El transporte, sí, allí hay ganancia para todos (seguridad de rutas, costos para empresas, productividad) menos para los camioneros/taxistas. Creo que es inevitable que la automatización del tráfico gane más protagonismo.



Hellmut1956 dijo:


> 4. Las energías regenerables, la eficiencia energética de los productos, el control y manejo de la estructuras energéticas, "smart grid", red inteligente y la industrialización de la producción y ... ! Todas estas actividades se benefician mutuamente gracias a nuestro entorno tecnológico!


Resolver el tema energético va a ser el mayor desafío de este siglo. O damos vuelta el barco con los combustibles fósiles o seguiremos haciendo un experimento a ciegas con la biosfera terrestre.
Más que como innovación esto sería una necesidad.
Era de piedra, era de bronce, era de hierro, era de combustibles fósiles, era de energías renovables (si todo sale bien).



Hellmut1956 dijo:


> 5. Los avances informáticos en el mas amplio sentido de la palabra, una de las razones por las que publique este hilo aquí, son en si tan polifacéticos, que solo los quiero mencionar de forma muy breve:
> 
> Empiezo por las metodologías de programación y los lenguajes de programación. Términos como "computación paralela" y "computación distribuida", la computación "concurrent", reactive programming y functional programming, las siglas SOA y "servicios" por nombrar algunos términos son expresiones que documentan que en paralelo a lo presentado antes en esta contribución la ciencia y los círculos académicos y empresariales invierten grandes recursos económicos para avanzar y adaptarse a este mundo en revolución.


Me apuré en hablar más arriba de programación paralela/concurrente, ya lo mencionas acá.
En  cuestiones de programación empezó procedural en los 70/80, objetos en  los 90, funcional (que tiene teoría de los años 50 pero ahora está en  boga por la cuestión de poder demostrar matemáticamente que un software  no tiene errores), paralela...
Hoy en el repertorio de habilidad se dice que hay que contar con conocimientos de funcional.
Y  luego... no lo sé, en algún punto los programas escribirán programas, y  así como hoy no sabemos que registros de hardware utiliza nuestro  programa tampoco seremos capaces de entender  en detalle el código  generado artificialmente. Sí podremos decirle que queremos que haga,  algunas reglas, no mucho más.



Hellmut1956 dijo:


> 6. Términos como "neuronal programming", "machine learning", "BigData", "NoSQL" son tecnologías que igualmente tienen un tremendo auge debido a los beneficios que todo lo expuesto en los 5 puntos anteriores hace posible y promete y genera grandes beneficios económicos lo que hace disponible aún mas recursos económicos, pues es casi una máquina para imprimir dinero! Solo quiero dar como ejemplo Google, Facebook y otra mano de empresas hoy son aquellas de mas valor bursatil en el mundo! Son los ingresos económicos que el aplicar estas tecnologías aquí mencionadas tienen como resultado estas empresas, lo que hace posible que aparentemente los servicios disponibles gratuitos en el Internet parezcan gratuitos. Recientemente leí un artículo que daba los valores en USDs por mes promedio que los usuarios del Internet generan para estas empresas. Era una suma de 3 dígitos mensuales de media altura en USDs, algo como ciento y pico Euros mensuales en Europa y menos de 2 USD por mes del usuario promedio en Asia y África.

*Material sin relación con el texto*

PR #1518, opened 2020-09-03
Fast Front-ends: Async Bugsnag

hamstu:
## Description

Identify the user with Bugsnag async.

## Checklist

#### Staging Deployment


packages/server/webpack.config.prod.js
```diff
@@ -41,6 +41,8 @@ const plugins = [
   }),
   new webpack.EnvironmentPlugin({
```
hamstu, line 42: This plugin basically rewrites references to `process.env.VAR_NAME` to whatever that env var is set to at build time. The string after the key is the default value if no env var was found defined when buidling.

packages/web/components/ErrorBoundary/index.jsx
```diff
@@ -6,25 +6,29 @@ import BoundaryFallback from './errorComponent';
...
 
-let BugsnagErrorBoundary;
-
 /**
  * Setup Bugsnag
  * https://docs.bugsnag.com/platforms/javascript/react/#installation
  */
-if (window._bugsnagConfig) {
+const getReleaseStage = () => {
+  if (window.location.href.match(/local\.buffer/)) {
```
albennett, line 14: I didn't realize we had bugsnag working locally. If we ever get close to our quota, we could consider turning this off locally. 🤔

packages/thirdParty/middleware.js
```diff
@@ -39,6 +39,16 @@ export default ({ dispatch, getState }) => next => action => {
       dispatch({ type: actionTypes.FULLSTORY, result: action.result });
       dispatch({ type: actionTypes.APPCUES, result: action.result });
       dispatch({ type: actionTypes.ITERATE, result: action.result });
+      dispatch({ type: actionTypes.BUGSNAG, result: action.result });
+      break;
+
+    case actionTypes.BUGSNAG:
```
albennett, line 45: These Codecov warnings are a bit annoying when reading code 😅

packages/web/components/ErrorBoundary/index.jsx
```diff
@@ -6,25 +6,29 @@ import BoundaryFallback from './errorComponent';
...
+  if (window.location.href.match(/dev\.buffer/)) {
+    return 'staging';
+  }
+  return 'production';
+};
+
+let BugsnagErrorBoundary;
+
+if (process.env.NODE_ENV === 'production') {
+  const BUGSNAG_KEY = '6d235b284e8baf3c8d669a1991844969';
```
albennett, line 26: Don't we get the bugsnag key from process.env? Is this ok to be public?

packages/web/components/ErrorBoundary/index.jsx
hamstu: Well, the earlier code will stop it from running locally (`if (process.env.NODE_ENV === 'production') { ...`) so this would just run in production or staging. (I did want to test locally temporarily, thus the regex which has local, but it will not run there normally.)

packages/web/components/ErrorBoundary/index.jsx
hamstu: It was public before so it's all good 👍  – it has to be since you create this on the client side. Thanks for double checking! 🦅 👁️

packages/thirdParty/middleware.js
```diff
@@ -39,6 +39,16 @@ export default ({ dispatch, getState }) => next => action => {
...
+      if (window && window.bugsnagClient) {
+        window.bugsnagClient.user = {
+          id: action.result.id,
+          adminLink: `https://buffer.com/admin/user/${action.result.id}`,
```
albennett, line 49: is `adminLink` new? 😍

packages/thirdParty/middleware.js
hamstu: Agreed! DM'd Dan since we're supposed to be getting rid of it because we have Code Climate.

packages/thirdParty/middleware.js
hamstu: Nope, I added this a while back, it should be in the user tab of Bugsnags (but just the ones from Publish dashboard, not Publish API for example)
image

albennett (approved):
Hey @hamstu I left a few comments mainly to just understand it better. I'm excited about all the faster front end work 🚀 🙌

packages/thirdParty/middleware.js
albennett: Ah, you're right!

PR #1521, opened 2020-09-08
Fast Front-ends: Check for modals and notification query params client side

hamstu:
## Description

Logic is the same, just moving the checks client side. For simplicity still putting the modal and notification data into global vars as it felt more lightweight than creating an entire new store/reducer.

## Checklist

#### Staging Deployment


packages/modals/middleware.js
```diff
@@ -18,6 +18,20 @@ import {
 export default ({ dispatch, getState }) => next => action => {
   next(action);
   switch (action.type) {
+    case 'APP_INIT': {
+      let modal = null;
```
albennett, line 22: I was curious about how you were going to handle the modal key params. 😄 

We rely quite a lot on requests on APP_INIT. As the list grows, we could question whether all the requests need to be initially called, and whether some can be called after we get key data for visual purposes. Though I may be misunderstanding something! 😄

packages/thirdParty/middleware.js
```diff
@@ -10,16 +10,6 @@ import * as FullStory from '@fullstory/browser';
 
 import { actionTypes } from './reducer';
 
-const checkExtensionInstalled = () => {
```
albennett, line 13: Hm, is this no longer needed?

packages/server/lib/generateIndexHtml.js
```diff
@@ -13,14 +11,7 @@ const getDatadogRumScript = require('./embeds/datadogRum');
...
 
-const getHtml = ({
-  staticAssets,
-  isProduction,
-  isStandalone,
-  notification,
-  modalKey,
-  modalValue,
-}) => {
+const getHtml = ({ staticAssets, isProduction, isStandalone }) => {
```
albennett, line 14: 😍

albennett (approved):
Great job @hamstu 🙌 Before long, allll the scripts will be gone.

packages/thirdParty/middleware.js
hamstu: Yeah it's not used any more 👍

packages/modals/middleware.js
hamstu: Good one! The reason I use APP_INIT is that we might trigger navigation / redirects once the React app renders, so we need to pull the query strings first, before that (potentially) happens.

We could also dispatch another event that comes early, but it felt simple enough to piggyback on `APP_INIT` for this one. Let me know if that makes sense!

hamstu:
Thank you @albennett! And yes, we're getting close to a simplified experience here I hope! 😄

PR #1556, opened 2020-09-21
[PUB-3050] Prevent customers from using their personal instagram accounts

albennett:
## Description
Prevent customers from using their personal instagram accounts until they convert / enable direct scheduling
https://buffer.atlassian.net/browse/PUB-3050
- Only show notification component for personal ig profiles in tab content.
- Update banner button copy with better nomenclature of action
- Refactor direct posting modal to modal package

Originally, we wanted to leave out the nav tabs and import it once in the profile-page package, however, after feedback from Advocacy, we decided to allow access to the Settings tab so a user can still pause their queue. Honestly, it was painful having to add this logic to every tab package. It's temporary, though 😅 
## Context & Notes
I noticed a few other improvements while working on this task. As this PR is already long and time-sensitive, I'll add the improvements in separate PRs.
- The `isInstagramLoading` button is part of the queue state and is imported there. However, it was being used across tabs, which led to having to redirect to the queue before displaying the modal. This state should live in the direct-posting-modal and be imported in ProfilePage package. 

Questions:
- Do we know why we keep the nav tabs for the locked profile notification? 
- Are we still expected to add other buffer package dependencies to package.json files since we're no longer publishing to npm?

https://share.buffer.com/z8uZNODN
## Checklist

#### Staging Deployment


hamstu (approved):
Great stuff @albennett! Sorry you had to go through all those tabs. 😭 

> The isInstagramLoading button is part of the queue state and is imported there. However, it was being used across tabs, which led to having to redirect to the queue before displaying the modal. This state should live in the direct-posting-modal and be imported in ProfilePage package.

I see what you mean, yeah. I guess if we didn't worry about showing this loader we could maybe get rid of it altogether? In fact, won't we be able to remove this in the future since only direct-posting enabled IG profiles will be connected?

> Do we know why we keep the nav tabs for the locked profile notification?

I think you and I already talked about this and I still can't recall any specific reason. Maybe it's similar to your situation where we wanted to keep the settings available? 🤔 

> Are we still expected to add other buffer package dependencies to package.json files since we're no longer publishing to npm?

This one is a bit tricky, but the short answer is **yes, we should try** to keep doing that for consistency and future-proofing if we change things in the future. Running `yarn` / `yarn install` will _hoist_ all the dependencies into the root `node_modules` – which means if Package A and Package B both require Package C, but Package A doesn't have Package C in it's package.json, **everything still works** because Package C was installed for Package B and hoisted, and so it's still found when webpack looks for it at build time. Hopefully that makes sense! (And with that in mind, if you were to say, pull Package A into it's own repo, _then_ you would start seeing issues with missing dependencies.)

albennett:
> I see what you mean, yeah. I guess if we didn't worry about showing this loader we could maybe get rid of it altogether? In fact, won't we be able to remove this in the future since only direct-posting enabled IG profiles will be connected?

Great point, I was thinking we'd still need the direct posting flow for the cases where users remove their connected fb page etc. However, that wouldn't change the db service_type, so a faq link in the failed post would prob suffice. 

And similarly, with the locked notifications, I remember seeing in Core where we'll get rid of locked profiles soon, too.

PR #1159, opened 2022-09-10
Create category-ipfs

rootmelo92118:
source : https://ipfs.github.io/public-gateway-checker/


data/category-ipfs
```diff
@@ -0,0 +1,20 @@
+4everland.io
```
Loyalsoldier, line 1:
```suggestion
Reference: https://ipfs.github.io/public-gateway-checker/

4everland.io
```

PR #1160, opened 2022-09-10
Create tld-tor

rootmelo92118:
This category can make users route tor traffic more conveniently.


Loyalsoldier:
There has been a list called `tor`

PR #1171, opened 2022-09-13
Update dcard

rootmelo92118:


Loyalsoldier:
Cannot verify this. It opens Slack. Source?

rootmelo92118:
> Cannot verify this. It opens Slack. Source?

Bueno, las enormes empresas de internet son justamente un peligro para la continuación de una internet abierta y peer-to-peer.
Facebook captura ingente cantidad de información personal de sus usuarios, parece tener la tendencia cada vez más a limitar el ingreso a personas que no están registrados en facebook, no respetan copyright, cambian términos y condiciones, en vez de favorecer un diálogo entre gente que opina distinta tiende a formar grupos con una opinión única y monocorde, donde no hay disidentes, ni revoltosos, ni se lleva la contraria.
Youtube es otro que viene con muchos problemas más bien políticos, censura, copyright, falsas acusaciones de abuso...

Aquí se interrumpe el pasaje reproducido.